More challenges for machine learning protein protein interactions

All test set and cross-validation splits used in our analyses are available here. Corresponding sequences and evolutionary profiles can be downloaded for human (fasta, profiles) and yeast (fasta, profiles).


The data is available under Academic Free License, v3.0 (AFL-3.0).

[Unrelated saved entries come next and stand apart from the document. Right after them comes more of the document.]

PR #2725, opened 2025-02-13
Missed 2 UI classes

Jagget:
Adding access to UI controls that I missed in https://github.com/Interkarma/daggerfall-unity/pull/2618


KABoissonneault (approved):
Seems good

Folder structure and naming conventions

  • The datasets used in the paper "Evolutionary profiles improve protein-protein interaction from sequence" can be found in subfolder "redundancyTest/nonRed/<C1,C2,C3>/<yeastCV,humanCV,humanNew>/"
  • Folders C1,C2 and C3 always refer to the respective difficulty of the prediction problem
  • In folder "negativeSimTest", sequence similarity between negative training and test PPIs has either been allowed (subfolder "nonRed") or not (subfolder "nonRed_noSim").
  • In folder "redundancyTest" the three subfolders "nonRed", "iaRed" and "seqRed" correspond to the three kinds of redundancy amongst training PPIs.

Every analysis has been repeated 10 times from the start, resulting in 10 "split_" folders for every subfolder mentioned above. In each "split_" folder, there are either 10 training sets (for cross-validations) or only one (for tests on new data). For each training set, there is 1 test set. Positive and negative PPIs are always in separate files.